Part of Series
Kay Powell, theatrical agent to non-human animals, is babysitting—that is, birdsitting—her client, a parrot named Barney, on the set of his new TV show, Dead City. When the show’s charismatic star is shot in his trailer between scenes, the only eyewitness to the crime is—you guessed it—Barney. And even though Kay keeps explaining that even a “talking” parrot doesn’t actually converse with people, the investigators insist on interrogating the bird for information he clearly can’t communicate. Suspects accumulate like birdseed, and before long it’s clear the killer believes Barney might actually be able to supply useful evidence. Even Barney can’t fly away from this one.
Author
Librarian note: E.J. Copperman is the pen name for author Jeff Cohen E.J. Copperman is a mysterious figure, or has a mysterious figure, or writes figuratively in mysteries.
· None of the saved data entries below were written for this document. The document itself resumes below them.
PR #784, opened 2015-06-25
add outbound stats counters

junchaowu:
@blampe @abhinav @breerly 
excluding
outbound.calls.retries
outbound.request.size
outbound.response.size

### DIFF
--- a/python/tchannel/event.py
+++ b/python/tchannel/event.py
@@ -40,8 +40,11 @@ EventType = enum(
     after_receive_request=0x21,
     before_receive_response=0x30,
     after_receive_response=0x31,
-    after_receive_error=0x40,
-    after_send_error=0x41,
+    after_receive_system_error=0x40,
+    after_receive_system_error_per_attempt=0x41,
+    after_send_system_error=0x42,
+    on_operational_error=0x50,
+    on_operational_error_per_attempt=0x51,
 )
 
 
@@ -86,16 +89,28 @@ class EventHook(object):
         """Not implemented."""
         pass
 
-    def after_receive_response(self, response):
+    def after_receive_response(self, request, response):
         """Called after a ``CALL_RESP`` message is read."""
         pass
 
-    def after_receive_error(self, err):
+    def after_receive_system_error(self, request, err):
         """Called after a ``error`` message is read."""
         pass
 
-    def after_send_error(self, err):
+    def after_send_system_error(self, err):
         """Called after a ``error`` message is sent."""
+        pass
+
+    def after_receive_system_error_per_attempt(self, request, err):
+        """Called after a ``error`` message is read for each attempt."""
+        pass
+
+    def on_operational_error(self, request, err):
+        """Called after an operational error happens per request."""
+        pass
+
+    def on_operational_error_per_attempt(self, request, err):
+        """Called after an operational error happens for each attempt."""
         pass
 
 
--- a/python/tchannel/stats.py
+++ b/python/tchannel/stats.py
@@ -134,4 +134,4 @@ def clean(key, field):
             "{", "-").replace(
             "}", "-").replace(
             ":", "-").replace(
-            " ", "_")
+            " ", "-")
--- a/python/tchannel/stats.py
+++ b/python/tchannel/stats.py
@@ -1,0 +1,137 @@
+# Copyright (c) 2015 Uber Technologies, Inc.
+#
+# Permission is hereby granted, free of charge, to any person obtaining a copy
+# of this software and associated documentation files (the "Software"), to deal
+# in the Software without restriction, including without limitation the rights
+# to use, copy, modify, merge, publish, distribute, sublicense, and/or sell
+# copies of the Software, and to permit persons to whom the Software is
+# furnished to do so, subject to the following conditions:
+#
+# The above copyright notice and this permission notice shall be included in
+# all copies or substantial portions of the Software.
+#
+# THE SOFTWARE IS PROVIDED "AS IS", WITHOUT WARRANTY OF ANY KIND, EXPRESS OR
+# IMPLIED, INCLUDING BUT NOT LIMITED TO THE WARRANTIES OF MERCHANTABILITY,
+# FITNESS FOR A PARTICULAR PURPOSE AND NONINFRINGEMENT. IN NO EVENT SHALL THE
+# AUTHORS OR COPYRIGHT HOLDERS BE LIABLE FOR ANY CLAIM, DAMAGES OR OTHER
+# LIABILITY, WHETHER IN AN ACTION OF CONTRACT, TORT OR OTHERWISE, ARISING FROM,
+# OUT OF OR IN CONNECTION WITH THE SOFTWARE OR THE USE OR OTHER DEALINGS IN
+# THE SOFTWARE.
+
+from __future__ import absolute_import
+
+from .event import EventHook
+from .messages.error import ErrorMessage
+from .tornado.response import StatusCode
+
+
+class StatsHook(EventHook):
+
+    def __init__(self, stats):
+        self._stats = stats
+
+    def before_send_request(self, request):
+        stats_name = "tchannel.outbound.calls.sent"
+        (service, target_service, target_endpoint) = (
+            extract_meta_info_from_request(request))
+
+        key = '.'.join([stats_name,
+                        clean(service, 'service'),
+                        clean(target_service, 'target-service'),
+                        clean(target_endpoint, 'target-endpoint')
+                        ])
+
+        self._stats.count(key, 1)
+
+    def after_receive_response(self, request, response):
+        if response.code == StatusCode.ok:
+            stats_name = "tchannel.outbound.calls.success"
+        else:
+            stats_name = "tchannel.outbound.calls.app-errors"
+        (service, target_service, target_endpoint) = (
+            extract_meta_info_from_request(request))
+        key = '.'.join([stats_name,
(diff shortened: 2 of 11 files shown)


python/tchannel/stats.py
```diff
@@ -0,0 +1,137 @@
...
+        return 'no-' + field
+    else:
+
+        return key.replace(
+            ".", "-").replace(
+            "\/", "-").replace(
+            "{", "-").replace(
+            "}", "-").replace(
+            ":", "-").replace(
+            " ", "_")
```
breerly: Looks like this is an underscore & not a hyphen:

```
>>> "_" == "-"
False
```

python/tchannel/event.py
```diff
@@ -46,8 +46,12 @@ class EventType(IntEnum):
     before_receive_response = 0x30
     after_receive_response = 0x31
 
-    after_receive_error = 0x40
-    after_send_error = 0x41
+    after_receive_system_error = 0x40
```
blampe: I just killed the enum package so you should update with master.

python/tchannel/stats.py
```diff
@@ -0,0 +1,137 @@
...
+from __future__ import absolute_import
+
+from .event import EventHook
+from .messages.error import ErrorMessage
+from .tornado.response import StatusCode
+
+
+class StatsHook(EventHook):
+
+    def __init__(self, stats):
```
blampe: Call it statsd and mention that it's an instance of https://github.com/etsy/statsd?

junchaowu:
rebased on master

python/tchannel/event.py
```diff
@@ -40,8 +40,11 @@
     after_receive_request=0x21,
     before_receive_response=0x30,
     after_receive_response=0x31,
-    after_receive_error=0x40,
-    after_send_error=0x41,
+    after_receive_system_error=0x40,
+    after_receive_system_error_per_attempt=0x41,
```
blampe: The naming here is confusing, what's the difference between `after_recieve` and `after_recieve_per_attempt`?

python/tchannel/statsd.py
```diff
@@ -0,0 +1,143 @@
...
+            statsd_name = "tchannel.outbound.calls.success"
+        else:
+            statsd_name = "tchannel.outbound.calls.app-errors"
+        (service, target_service, target_endpoint) = (
+            extract_meta_info_from_request(request))
+        key = '.'.join([statsd_name,
+                        clean(service, 'service'),
+                        clean(target_service, 'target-service'),
+                        clean(target_endpoint, 'target-endpoint')
+                        ])
```
blampe: Lots of duplicated code, make a helper method.

python/tchannel/statsd.py
```diff
@@ -0,0 +1,143 @@
...
+
+    return (service, target_service, target_endpoint)
+
+
+def clean(key, field):
+    if not key:
+        return 'no-' + field
+    else:
+
+        return key.replace(
```
blampe: Something like `return re.sub('[.{}: ]', '-', key)`.

python/tchannel/event.py
junchaowu: Defined in the doc https://github.com/uber/tchannel/blob/master/docs/metrics.md
anything with per_attempt means considering each attempt situation in the retry. Anything without per_attempt means only consider the number of times to report to user.

python/tchannel/zipkin/zipkin_trace.py
```diff
@@ -87,7 +87,7 @@ def after_receive_error(self, error):
         error.tracing.annotations.append(ann)
         self.tracer.record([(error.tracing, error.tracing.annotations)])
 
-    def after_send_error(self, error):
+    def after_send_system_error(self, error):
```
blampe: Why do some get the request and others don't?

python/tchannel/statsd.py
```diff
@@ -0,0 +1,143 @@
...
+
+
+class StatsdHook(EventHook):
+    """Collect Statsd information in the tchannel req/resp."""
+
+    def __init__(self, statsd):
+        """
+
+        :param statsd: instance of StatsD.
+            `Link text https://github.com/etsy/statsd`
```
abhinav: What? You probably meant:

    instance of `statsd <https://github.com/etsy/statsd>`_ 

The `<`, `>`, and `_` are not optional. `Link text` refers to the text you want to appear in place of the link.

python/tchannel/statsd.py
```diff
@@ -0,0 +1,143 @@
...
+                        clean(ErrorMessage.ERROR_CODES.
+                              get(error.code, None), 'type')
+                        ])
+
+        self._statsd.count(key, 1)
+
+    def on_operational_error(self, request, error):
+        statsd_name = "tchannel.outbound.calls.operational-errors"
+        (service, target_service, target_endpoint) = (
+            extract_meta_info_from_request(request))
```
abhinav: x = (
        foo()
    )

is better than

    x = (
        foo())

python/tchannel/statsd.py
```diff
@@ -0,0 +1,143 @@
...
+                        clean(target_service, 'target-service'),
+                        clean(target_endpoint, 'target-endpoint'),
+                        clean(ErrorMessage.ERROR_CODES.
+                              get(error.code, None), 'type')
+                        ])
+
+        self._statsd.count(key, 1)
+
+
+def extract_meta_info_from_request(request):
```
abhinav: Call this `extract_metadata`. `from_request` is implied; the argument is called request.

python/tchannel/statsd.py
junchaowu: There is a performance comparison http://stackoverflow.com/questions/3411771/multiple-character-replace-with-python

python/tchannel/zipkin/zipkin_trace.py
junchaowu: Now I am only update the outbound events now. For others, will be updated in the inbound events.

python/tchannel/statsd.py
```diff
@@ -0,0 +1,143 @@
...
+        return 'no-' + field
+    else:
+
+        return key.replace(
+            ".", "-").replace(
+            "\/", "-").replace(
+            "{", "-").replace(
+            "}", "-").replace(
+            ":", "-").replace(
+            " ", "-")
```
abhinav: Use a regex-based substitution. 

Precompile it and put it in a constant

    re.compile(r'[{}/\\:\s.]')

And use [`.sub`](https://docs.python.org/2/library/re.html#re.sub) to replace all occurrences with `-`.

An advantage of this is that you can add a `+` to the character class and make it so that multiple adjacent occurrences of the special symbols are replaced with a single dash instead of two.

    >>> r = re.compile(r'[{}/\\:\s.]+')
    >>> r.sub('-', 'foo{}bar')
    'foo-bar'

python/tchannel/tornado/peer.py
```diff
@@ -548,10 +550,40 @@ def send(self, arg1, arg2, arg3,
...
-            request, peer, attempt_times, retry_delay)
+        # event: send_request
+        self.peer.tchannel.event_emitter.fire(
+            EventType.before_send_request,
+            request,
+        )
+
+        try:
+            response = yield self.send_with_retry(
+                request, peer, attempt_times, retry_delay)
```
abhinav: put `)` on separate line. be consistent.

python/tchannel/statsd.py
abhinav: 7 replacements aren't the same as two.

Personally I'd like to work on performance optimization later.

python/tchannel/statsd.py
```diff
@@ -0,0 +1,120 @@
...
+    )
+
+    return '.'.join([statsd_name,
+                     clean(service, 'service'),
+                     clean(target_service, 'target-service'),
+                     clean(target_endpoint, 'target-endpoint')
+                     ])
+
+
+rexp = re.compile(r'[{}/\\:\s.]+')
```
abhinav: Use a better name (preferably all-caps) and put it at the top of the file after the imports, before the definitions.

python/tchannel/tornado/connection.py
```diff
@@ -618,21 +611,19 @@ def send_request(self, request):
...
             response_future.set_result(response)
-            # event: after_receive_response
-            self.tchannel.event_emitter.fire(
-                EventType.after_receive_response,
-                response,
-            )
+
+    def remove_outstanding_request(self, request):
+        """Remove request from pending request list"""
+        self._outstanding.pop(request.id, None)
```
abhinav: A precondition to doing this is that the request has finished, right? That is, the future has stopped running. If that turns out to not be the case, is that a programmer error? Maybe you want an assert statement here before doing the pop? Make sure that `future.running()` is False?

abhinav: Also, depending on where else you `pop` the future, it may be easier to just add a done_callback on the Future that pops it from `_outstanding` regardless. Then you never have to manually have it evicted. When it finished, it leaves.

junchaowu: Keep it for now

python/tchannel/event.py
blampe: This still isn't very clear to me; the docs need to make it obvious.

junchaowu: I am open to find a better name. Any suggestion?

blampe: I think adding some explicit in the docstrings would be best.

PR #785, opened 2015-06-25
take coroutines out of InMemStream

blampe:
This method is really hot and shouldn't be using coroutines.

@abhinav @junchaowu @breerly


junchaowu:
lgtm

PR #786, opened 2015-06-25
remove enum34 package

blampe:
This package is mostly a performance hit and doesn't really buy us anything that we can't achieve by passing integers around.

@abhinav @junchaowu @breerly


junchaowu:
do you miss the enum.py? why the existing one is slow?

abhinav:
Cool :shipit:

In any event, a New Jersey native, E.J. has written for such publications as The New York Times, Entertainment Weekly, American Baby and USA Weekend. Night of the Living Deed is the first E.J. Copperman novel. It will be followed in 2011 by An Uninvited Ghost, the second in the Haunted Guesthouse mystery series. E.J., having worked as a newspaper reporter, teacher, magazine editor, and screenwriter, writes stories that combine humor and mystery with just the right amount of spooky supernatural happenings and a large doses of Jersey attitude. Sound like we’re being evasive? Well, the fact is that E.J. Copperman is the pseudonym of a well-known mystery novelist, now embarking on a new type of story that includes some elements of the supernatural as well as a fair number of laughs. And the Copperman novels will have a different attitude, a different setting and completely different characters than anything that has come before, so E.J. really is a new author.